DIRECTIONS FOR THIS TASK:
Copy out, word for word, the lines from the start of the data below through the line containing "## Edge Rules", and no others.

(RECORDS Opens)

PR #950, opened 2024-02-29
remove extra tags key from target group

jhsinger-klotho:
### Standard checks


gordon-klotho (approved):
Assuming this is already changed in templates

PR #952, opened 2024-03-04
Don't evaluate edge rules if property is set by constraints

gordon-klotho:
## Edge Rules
This is required for `gitea` StackPack to change HealthCheck protocol on an NLB to be `HTTP` (and others, I don't remember).

## `kb`
Also adds `kb` tool to help inspect the knowledgebase.

### Example
```sh
kb --classification network aws:ecs_service aws:efs_file_system
```
image

```sh
kb --distance 3 aws:ecs_service
```
image

## Support EnableExecuteCommand on ECS Service
For debugging ECS services

### Standard checks


jhsinger-klotho:
we need a way to then signal if an edge rule is critical if we want to guarantee correctness, otherwise we cant make that guarantee

pkg/engine/operational_eval/vertex_property.go
```diff
@@ -274,6 +277,25 @@ func (v *propertyVertex) evaluateResourceOperational(
...
+func (v *propertyVertex) shouldEvalEdges(cs []constraints.ResourceConstraint) bool {
+	if knowledgebase.IsCollectionProperty(v.Template) {
+		return true
+	}
+	for _, c := range cs {
+		if c.Target != v.Ref.Resource || c.Property != v.Ref.Property {
+			continue
+		}
+		// NOTE(gg): does operator even matter here? If it's not a collection,
+		// what does an 'add' mean? Should it allow edges to overwrite?
```
jhsinger-klotho, line 291: if its not a collection yeah im not sure that it would matter

pkg/engine/path_selection/path_selection.go
```diff
@@ -83,6 +84,24 @@ func BuildPathSelectionGraph(
...
+			if edgeTemplate == nil || edgeTemplate.DirectEdgeOnly {
+				validPath = false
+				break
+			}
+		}
+		if !validPath {
+			continue
+		}
+
+		satisfied_paths++
```
jhsinger-klotho, line 104: dont we already do this when building the path selection graph? Isnt this redundant

pkg/graph_addons/topology.go
```diff
@@ -0,0 +1,137 @@
...
+)
+
+// TopologicalSort provides a stable topological ordering of resource IDs.
+// This is a modified implementation of graph.StableTopologicalSort with the primary difference
+// being any uses of the internal function `enqueueArbitrary`.
+func TopologicalSort[K comparable, T any](g graph.Graph[K, T], less func(K, K) bool) ([]K, error) {
+	return toplogicalSort(g, less, false)
+}
+
+func toplogicalSort[K comparable, T any](g graph.Graph[K, T], less func(K, K) bool, invertLess bool) ([]K, error) {
```
jhsinger-klotho, line 17: do we want some unit tests for these?

jhsinger-klotho (commented):
nothing blocking really just a few questions

pkg/engine/path_selection/path_selection.go
gordon-klotho: Ah, yeah, I meant to move it instead of duplicate it. The main impact of this is that it removed resources used in paths that never connected to the target. Per the comment, it's mostly to support the `kb` tool to prevent extra irrelevant resources.

jhsinger-klotho (approved):

PR #954, opened 2024-03-05
Template Fixes for ECR and Cloudfront

DavidSeptimus-Klotho:
- Added Platform property to `aws:ecr_image`
- Removed requirement that path and method are set on the same alb listener rule condition for detecting methods on `aws:cloudfront_distribution -> aws:load_balancer` edges. A given rule's paths and methods are always on different conditions. Each condition only handles one condition type.

### DIFF
--- a/pkg/engine/testdata/2_routes.expect.yaml
+++ b/pkg/engine/testdata/2_routes.expect.yaml
@@ -101,6 +101,7 @@ resources:
     aws:ecr_image:lambda_function_0-image:
         Context: .
         Dockerfile: lambda_function_0-image.Dockerfile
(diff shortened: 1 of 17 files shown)


jhsinger-klotho:
why did all the tests change? Also good catch on the cdn, i assume that fixes the not picking up POST and what not. Also i have a task assigned to me for the ecr image which you should take

DavidSeptimus-Klotho:
The expectations all needed that platform property. The other test file just have changes to resource ordering, which doesn't seem likely to be associated with this specific set of changes.

gordon-klotho (approved):

PR #2076, opened 2020-05-09
Share cumulative histogram counts variant for LongTaskTimer

izeye:
This PR changes to share cumulative histogram counts variant for `LongTaskTimer`.


implementations/micrometer-registry-prometheus/src/main/java/io/micrometer/prometheus/PrometheusLongTaskTimer.java
```diff
@@ -16,53 +16,21 @@
...
  *
  * @author Jon Schneider
  * @since 1.5.0
+ * @deprecated since 1.5.2, use {@link CumulativeHistogramLongTaskTimer}.
  */
-public class PrometheusLongTaskTimer extends DefaultLongTaskTimer {
-    @Nullable
-    private CountAtBucket[] lastSnapshot;
-
+@Deprecated
```
jkschneider, line 31: Do you think these can be considered to be internal implementation details not subject to the same compatibility guarantees? Is there any scenario in which someone could break unless they explicitly casted the `LongTaskTimer` returned by `PrometheusMeterRegistry` to this type?

izeye: @jkschneider I just did this as it is `public`. Actually, I was wondering if registry-specifc meter implementations need to be `public` as some of them are `public`, but the others are package-private. If it's safe to assume that it's internal, I'll drop it completely. Let me know what you think.

jkschneider: @izeye Yes, I think they should have all been package private really.

izeye: @jkschneider Thanks for the feedback! I removed it.

izeye:
@jkschneider Thanks!

I was hesitating to apply the same changes to the `Timer` implementations due to some public APIs, but I'll give it a try.

PR #2082, opened 2020-05-10
Share cumulative histogram counts variant for Timer

izeye:
This PR is similar to https://github.com/micrometer-metrics/micrometer/pull/2076, but for the `Timer` implementations.


micrometer-core/src/main/java/io/micrometer/core/instrument/internal/HistogramFlavor.java
```diff
@@ -0,0 +1,27 @@
...
+ * <p>
+ * https://www.apache.org/licenses/LICENSE-2.0
+ * <p>
+ * Unless required by applicable law or agreed to in writing, software
+ * distributed under the License is distributed on an "AS IS" BASIS,
+ * WITHOUT WARRANTIES OR CONDITIONS OF ANY KIND, either express or implied.
+ * See the License for the specific language governing permissions and
+ * limitations under the License.
+ */
+package io.micrometer.core.instrument.internal;
```
jkschneider, line 16: `HistogramFlavor` is referred to in `PrometheusConfig`, so probably can't be internal.

izeye: @jkschneider Actually, I wanted to make this be referred in `PrometheusConfig`, but I couldn't do so due to backward compatibility. I created this for internal use instead. That's why I was hesitating to do this change as mentioned in https://github.com/micrometer-metrics/micrometer/pull/2076#issuecomment-626336733.

Alternatively, we could rename it to something like `HistogramType` or `HistogramStyle` and move it to `io.micrometer.core.instrument` or `io.micrometer.core.instrument.config` for deprecation and ultimate removal of `io.micrometer.prometheus.HistogramFlavor` and `io.micrometer.opentsdb.OpenTSDBFlavor`. Let me know what you think.

jkschneider: `OpenTSDBFlavor` is kind of reserved for a different purpose, more expansive than just histogram formatting. Since OpenTSDB is so wide-open on format (kind of like Influx), there are other conventions that may eventually become known to us, and for which we would add an option to `OpenTSDBFlavor`.

`HistogramFlavor` on the other I think will always apply only to Prometheus. It's because `VictoriaMetrics` reads a variant of Prometheus' exposition format with a particular expectation around histogram formatting that this option exists.

izeye: @jkschneider Thanks for the explanation! I didn't know the intention. So are you okay with as-is? Or replacing `io.micrometer.prometheus.HistogramFlavor` by renaming? Or any other better way you have in mind?

jkschneider: I'm not sure. Here's what I'm thinking: the commonality between these two timers isn't as much about the cumulative nature of the stats as it is about support for VictoriaMetrics format. And VictoriaMetrics isn't probably going to support some other cumulative monitoring system. 

For example, we could be adding a cumulative mode to the Datadog implementation now that it has rate functions (and distributions which conceptually map to Micrometer histograms). So it would seem awkward if Datadog couldn't use the `CumulativeHistogramTimer`?

jkschneider: Lastly, I'm a bit embarrassed about the capitalization miss on `HistogramFlavor` in 1.4.0. Sorry about that.

izeye: @jkschneider Thanks for the quick feedback! How about `PrometheusTimer` instead of `CumulativeHistogramTimer`? If it is still inappropriate, feel free to close this.

jkschneider: I'm on the fence on this. What do you think @shakuzen? This comes down to a tradeoff of duplication vs. implementation-specific types in core.

I did add `FixedBoundaryVictoriaMetricsHistogram` to core, judging that its inherent complexity tipped the scales in favor of deduplication.

shakuzen:
A couple things have changed since this was last reviewed that might make a different direction more favorable. `PrometheusMeterRegistry` now supports exemplars, and `CumulativeTimer` has been updated so it has a protected constructor that takes a `Histogram`. Extending `CumulativeTimer` could probably reduce the duplication in PrometheusTimer and OpenTSDBTimer enough that we don't need something else. `CumulativeTimer` is now used in the OtlpMeterRegistry. What do you think @izeye?

Issue #2069, opened 2020-05-08
Broken graphite metrics names with tags


workless:
Graphite tags always generate broken names due to DropWizard behavior.

From DropWizard, GraphiteReporter [1]:
`graphite.send(prefix(name, type.getCode()), format(value), timestamp);`
where
name="my.metric;tag=value"
type.getCode() = "p99"

final string sent to graphite: "my.metric;tag=valuep99"

From graphite logs
`08/05/2020 08:21:00 :: [tagdb] Tagging component.api.setStatus;host=mail.example.com.mean, component.api.sendTextMessage;host=mail.example.com.p95, component.api.join_meeting;host=mail.example.com.m1_rate, component.api.getConversations;host=mail.example.com.mean`

Unless we patch DropWizard side i can't see how this code may work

(RECORDS Closes)

EXPECTED OUTPUT:
PR #950, opened 2024-02-29
remove extra tags key from target group

jhsinger-klotho:
### Standard checks


gordon-klotho (approved):
Assuming this is already changed in templates

PR #952, opened 2024-03-04
Don't evaluate edge rules if property is set by constraints

gordon-klotho:
## Edge Rules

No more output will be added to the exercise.